PR #4705, opened 2026-02-02
Enable PG upgrade E2E test

shikharbhardwaj:
* Update synchronization_status for read replicas when lsn_caught_up

In https://github.com/ubicloud/ubicloud/commit/0c889cf92039475136b3bc3958cef13131df5f3a, the failover_target selection changed to include a check for
synchronization_status in addition to the strand being in wait. This
affected read replica failovers, since the synchronization_status was
never updated for read replicas after the LSN difference was cleared.

* Enable PG Upgrade E2E test

### DIFF
--- a/.github/workflows/e2e.yml
+++ b/.github/workflows/e2e.yml
@@ -10,7 +10,7 @@ on:
       test_cases:
         description: 'Comma-separated list of test cases (vm)'
         required: true
-        default: 'vm,github_runner_ubuntu_2404,github_runner_ubuntu_2204,postgres_standard,postgres_ha,kubernetes'
+        default: 'vm,github_runner_ubuntu_2404,github_runner_ubuntu_2204,postgres_standard,postgres_ha,postgres_upgrade,kubernetes'
         type: string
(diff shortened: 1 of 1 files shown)


byucesoy:
> In https://github.com/ubicloud/ubicloud/commit/0c889cf92039475136b3bc3958cef13131df5f3a, the failover_target selection changed to include a check for synchronization_status in addition to the strand being in wait.

We should revert this change. We already have check for "wait" label. It cannot switch to wait state without first having ready synchronization_status. I put a comment on this but it was after [the PR](https://github.com/ubicloud/ubicloud/pull/4683) got merged.

shikharbhardwaj:
@byucesoy makes sense, but do you think the change in this commit is good to have anyways, because the read replica server remains in `catching_up` forever otherwise?

byucesoy:
I think it should stay in catching_up because by definition it is continuously trying to catch up. We should change it to `ready` if read replica gets promoted though.

byucesoy (approved):

PR #4712, opened 2026-02-04
Introduce configurable subnet size

furkansahin:
## Add ipv4_range_size parameter to SubnetNexus.assemble
This allows callers to specify a custom IPv4 CIDR prefix length
when assembling a subnet, falling back to the existing defaults
for AWS and non-AWS locations when not specified.

## Cap AWS subnet CIDR to match private subnet prefix length
When creating an AWS subnet in NicNexus, use the private subnet's
actual prefix length (capped at /24) instead of always using /24.
This ensures that subnets with smaller ranges (e.g. /28) get
correctly sized AWS subnets.

## Use /28 subnet size for GitHub runner subnets
GitHub runners create a high volume of subnets which causes CIDR
conflicts with the default /16 range. Reduce the subnet size to
/28, the smallest allowed by AWS, to minimize address space
consumption and avoid conflicts.

### DIFF
--- a/bin/regen-screenshots
+++ b/bin/regen-screenshots
@@ -347,7 +347,7 @@ class RegenScreenshots
         project.id,
         name: "#{kc_ubid}-subnet",
         location_id: Location::HETZNER_FSN1_ID,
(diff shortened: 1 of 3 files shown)


enescakir:
By the way, the E2E metal tests failed. Not sure if it’s related.

PR #4715, opened 2026-02-04
Fix 2 N+1 query issues in Vm serializer detailed view

jeremyevans:
In detailed view, the VM serialier includes firewall information, which results in N+1 queries to get the location and firewall rules for each firewall. Eager load those to fix the issue.


serprex:
commit message should replace `serialier` with `serializer`

jeremyevans:
> commit message should replace `serialier` with `serializer`

Thanks for the heads up, fixed.

PR #4722, opened 2026-02-05
Add paging for KubernetesNode mesh connectivity

mohi-kalantari:
Implement the checkup mechanism for KubernetesNode to create pages when mesh connectivity issues persist.

When a node is down for 5+ consecutive readings over 15 minutes, it triggers a checkup.

### DIFF
--- a/rhizome/kubernetes/manifests/ubicsi/nodeplugin-daemonset.yaml
+++ b/rhizome/kubernetes/manifests/ubicsi/nodeplugin-daemonset.yaml
@@ -22,7 +22,7 @@ spec:
       priorityClassName: system-node-critical
       containers:
         - name: ubicsi
-          image: ubicloud/ubicsi:v0.4.1
+          image: ubicloud/ubicsi:v0.4.2
           imagePullPolicy: IfNotPresent
           env:
             - name: NODE_ID
--- a/rhizome/kubernetes/manifests/ubicsi/provisioner-deployment.yaml
+++ b/rhizome/kubernetes/manifests/ubicsi/provisioner-deployment.yaml
@@ -34,7 +34,7 @@ spec:
       priorityClassName: system-cluster-critical
       containers:
         - name: ubicsi
-          image: ubicloud/ubicsi:v0.4.1
+          image: ubicloud/ubicsi:v0.4.2
           imagePullPolicy: IfNotPresent
           env:
             - name: NODE_ID


prog/kubernetes/kubernetes_node_nexus.rb
```diff
@@ -45,12 +45,27 @@ def nodepool
...
   end
 
+  label def unavailable
+    if available?
+      decr_checkup
+      hop_wait
+    end
+
+    Clog.emit("KubernetesNode is unavailable due to mesh connectivity issues", {kubernetes_node_unavailable: {ubid: kubernetes_node.ubid, name: kubernetes_node.name}})
+    register_deadline("wait", 90)
```
jeremyevans: Are you sure 90 seconds is enough? We have `external connectivity unhealthy` pages that auto resolve after ~2 minutes. If this situation is similar to that, I'm not sure 90 seconds is enough. Remember that there is a significant cost every time there is a page. Only page if you are fairly sure operator action is needed to address the situation. It would be good to document what operator action is expected in such cases. If you don't expect the on-call to be able to fix such cases, I'm not sure there is a benefit to paging.

model/kubernetes/kubernetes_node.rb
```diff
@@ -26,31 +26,64 @@ def init_health_monitor_session
...
     rescue IOError, Errno::ECONNRESET
       raise
     rescue => e
       Clog.emit("Exception in KubernetesNode pulse check", Util.exception_to_hash(e, into: {ubid:}))
       "down"
     end
-    aggregate_readings(previous_pulse:, reading:)
+    pulse = aggregate_readings(previous_pulse:, reading:)
+
+    if pulse[:reading] == "down" && pulse[:reading_rpt] > 5 && Time.now - pulse[:reading_chg] > 30 && !reload.checkup_set?
```
jeremyevans: Do we need the `reload` here? Simply `checkup_set?` should be fine to ensure we don't add a semaphore on every run. If we have two semaphores instead of one, I don't think that's a problem.

Note that there is still a race condition even with the `reload`, since the semaphore could be set concurrently between the `reload.checkup_set?` and the `incr_checkup`.

spec/model/kubernetes/kubernetes_node_spec.rb
```diff
@@ -129,5 +135,119 @@
...
+      kn.incr_checkup
+
+      kn.check_pulse(session:, previous_pulse:)
+      expect(kn.reload.strand.semaphores.count { it.name == "checkup" }).to eq(1)
+    end
+  end
+
+  describe "#available?" do
+    it "returns true when check_mesh_availability returns available" do
+      expect(kn).to receive(:check_mesh_availability).and_return({available: true})
```
jeremyevans: Please move the mocking to a lower level, mocking `_exec!` or `_cmd`. Same in the following spec.

spec/prog/kubernetes/kubernetes_node_nexus_spec.rb
```diff
@@ -104,6 +104,33 @@
...
+    it "hops to wait when node becomes available" do
+      nx.incr_checkup
+      expect(nx).to receive(:available?).and_return(true)
+      expect { nx.unavailable }.to hop("wait")
+      expect(kd.reload.checkup_set?).to be false
+    end
+
+    it "logs, registers deadline and naps when still unavailable" do
+      expect(nx).to receive(:available?).and_return(false)
+      expect(nx).to receive(:register_deadline).with("wait", 90)
```
jeremyevans: Check for deadline set in the frame after the `nx.unavailable` call, instead of mocking this method.

spec/prog/kubernetes/kubernetes_node_nexus_spec.rb
```diff
@@ -104,6 +104,33 @@
...
+    it "hops to unavailable when checkup semaphore is set" do
+      nx.incr_checkup
+      expect { nx.wait }.to hop("unavailable")
+    end
+  end
+
+  describe "#unavailable" do
+    it "hops to wait when node becomes available" do
+      nx.incr_checkup
+      expect(nx).to receive(:available?).and_return(true)
```
jeremyevans: Similarly, change the mocking to `_cmd`/`_exec!` here and in the other specs.

mohi-kalantari:
I increased the page unavailability time to 15 minutes. I'll also write a TSG for it for the oncall by the end of tomorrow. thanks for the review @jeremyevans

spec/prog/kubernetes/kubernetes_node_nexus_spec.rb
```diff
@@ -105,6 +105,37 @@
...
+      expect { nx.unavailable }.to nap(15)
+      frame = nx.strand.stack.first
+      expect(frame["deadline_target"]).to eq("wait")
+      expect(Time.parse(frame["deadline_at"].to_s)).to be_within(3).of(Time.now + 15 * 60)
+    end
+  end
+
+  describe "#available?" do
+    it "delegates to kubernetes_node.available?" do
+      expect(nx.kubernetes_node).to receive(:available?).and_return(true)
```
jeremyevans: Switch to mocking at the `_cmd`/`_exec!` level, similar to earlier specs.

jeremyevans (approved):

PR #9398, opened 2024-11-20
fix(autoware_obstacle_cruise_planner): fix clang-diagnostic-defaulted-function-deleted

kobayu858:
## Description
This is a fix based on clang-tidy `clang-diagnostic-defaulted-function-deleted` error.

```
/home/emb4/autoware/autoware/src/universe/autoware.universe/planning/autoware_obstacle_cruise_planner/include/autoware/obstacle_cruise_planner/planner_interface.hpp:69:3: error: explicitly defaulted default constructor is implicitly deleted [clang-diagnostic-defaulted-function-deleted]
  PlannerInterface() = default;
  ^
```

## Related links

**Parent Issue:**

- Link

## Notes for reviewers

None.

## Interface changes

None.

## Effects on system behavior

None.

### DIFF
--- a/planning/autoware_obstacle_cruise_planner/include/autoware/obstacle_cruise_planner/planner_interface.hpp
+++ b/planning/autoware_obstacle_cruise_planner/include/autoware/obstacle_cruise_planner/planner_interface.hpp
@@ -66,8 +66,6 @@ public:
       node.declare_parameter<double>("slow_down.moving_object_hysteresis_range");
   }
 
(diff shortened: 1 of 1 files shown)


kobayu858:
There are two ways to fix this: either remove the default constructor or have all member variables have a default constructor.
In this case, the default constructor is not used, so it was removed.
Confirmed that `colcon build` does not produce any errors.

takayuki5168 (approved):

PR #9421, opened 2024-11-21
feat(diagnostic_graph_utils): publish error graph instead of the terminal log

takayuki5168:
## Description

The diag_graph_utils's output to the terminal is a bit too frequent to fill the whole terminal screen.
Instead of the output to the terminal, this PR makes the diag_graph_utils publish the string message of the error diag graph so that the Rviz can visualize it as follows.
image

## How was this PR tested?

psim worked well

## Notes for reviewers

None.

## Interface changes

None.

## Effects on system behavior

None.

### DIFF
--- a/system/diagnostic_graph_utils/src/node/logging.cpp
+++ b/system/diagnostic_graph_utils/src/node/logging.cpp
@@ -61,7 +61,7 @@ void LoggingNode::on_timer()
   if (root_unit_ && root_unit_->level() != DiagUnit::DiagnosticStatus::OK) {
     dump_text_.str("");
     dump_text_.clear(std::stringstream::goodbit);
-    dump_unit(root_unit_, 0, "    ");
+    dump_unit(root_unit_, 0, "");
 
     if (enable_terminal_log_) {
       RCLCPP_WARN_STREAM(get_logger(), prefix_message << std::endl << dump_text_.str());
--- a/system/diagnostic_graph_utils/src/node/logging.cpp
+++ b/system/diagnostic_graph_utils/src/node/logging.cpp
@@ -57,14 +57,14 @@ void LoggingNode::on_create(DiagGraph::ConstSharedPtr graph)
 
 void LoggingNode::on_timer()
 {
-  static const auto message = "The target mode is not available for the following reasons:";
+  static const auto prefix_message = "The target mode is not available for the following reasons:";
   if (root_unit_ && root_unit_->level() != DiagUnit::DiagnosticStatus::OK) {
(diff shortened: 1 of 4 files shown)


system/diagnostic_graph_utils/src/node/logging.cpp
```diff
@@ -33,8 +33,13 @@ LoggingNode::LoggingNode(const rclcpp::NodeOptions & options) : Node("logging",
   sub_graph_.register_create_callback(std::bind(&LoggingNode::on_create, this, _1));
   sub_graph_.subscribe(*this, 1);
 
+  pub_error_graph_ =
+    create_publisher<tier4_debug_msgs::msg::StringStamped>("~/debug/error_graph", rclcpp::QoS(1));
```
takayuki5168, line 37: @isamu-takagi 
I temporarily used error_graph. Is there any official or better name?

isamu-takagi: Nothing in particular, but since it is a string type, something like `error_graph_text` might be better.

system/diagnostic_graph_utils/src/node/logging.cpp
```diff
@@ -52,12 +57,24 @@ void LoggingNode::on_create(DiagGraph::ConstSharedPtr graph)
...
 void LoggingNode::on_timer()
 {
-  static const auto message = "The target mode is not available for the following reasons:";
+  static const auto prefix_message = "The target mode is not available for the following reasons:";
   if (root_unit_ && root_unit_->level() != DiagUnit::DiagnosticStatus::OK) {
     dump_text_.str("");
     dump_text_.clear(std::stringstream::goodbit);
-    dump_unit(root_unit_, 0, "  ");
-    RCLCPP_WARN_STREAM(get_logger(), message << std::endl << dump_text_.str());
+    dump_unit(root_unit_, 0, "    ");
```
isamu-takagi, line 64: The indentation was redundant so please remove it.
```suggestion
    dump_unit(root_unit_, 0, "");
```

system/diagnostic_graph_utils/src/node/logging.cpp
takayuki5168: Fixed here
https://github.com/autowarefoundation/autoware.universe/pull/9421/commits/618244cd569275cbd17c6e2097a8f6f422db8f0a

takayuki5168:
@isamu-takagi 
Sorry to be late. Please again review the PR.

isamu-takagi (approved):
LGTM

PR #9426, opened 2024-11-21
fix(static_centerline_generator): several bug fixes

takayuki5168:
## Description

Several bug fixes including
- fix package dependency
- use discontinuous curvature calculation instead of spline interpolation which is more robust to the trajectory's interval length
- show steer angle instead of curvature which is easy to understand

## How was this PR tested?

unit test passed.
## Notes for reviewers

None.

## Interface changes

None.

## Effects on system behavior

None.


takayuki5168:
@kosuke55 
Please approve the PR if the changes look good to you. No need to go deep into the changes.

kosuke55 (approved):

PR #9459, opened 2024-11-25
refactor(evaluators, autoware_universe_utils): rename Stat class to Accumulator and move it to autoware_universe_utils

xtk8532704:
## Description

------------------------------------

* What to work on *
If the word "strand" appears in a line above, copy that line.

* Solution below *
synchronization_status in addition to the strand being in wait. This
> In https://github.com/ubicloud/ubicloud/commit/0c889cf92039475136b3bc3958cef13131df5f3a, the failover_target selection changed to include a check for synchronization_status in addition to the strand being in wait.
+      expect(kn.reload.strand.semaphores.count { it.name == "checkup" }).to eq(1)
+      frame = nx.strand.stack.first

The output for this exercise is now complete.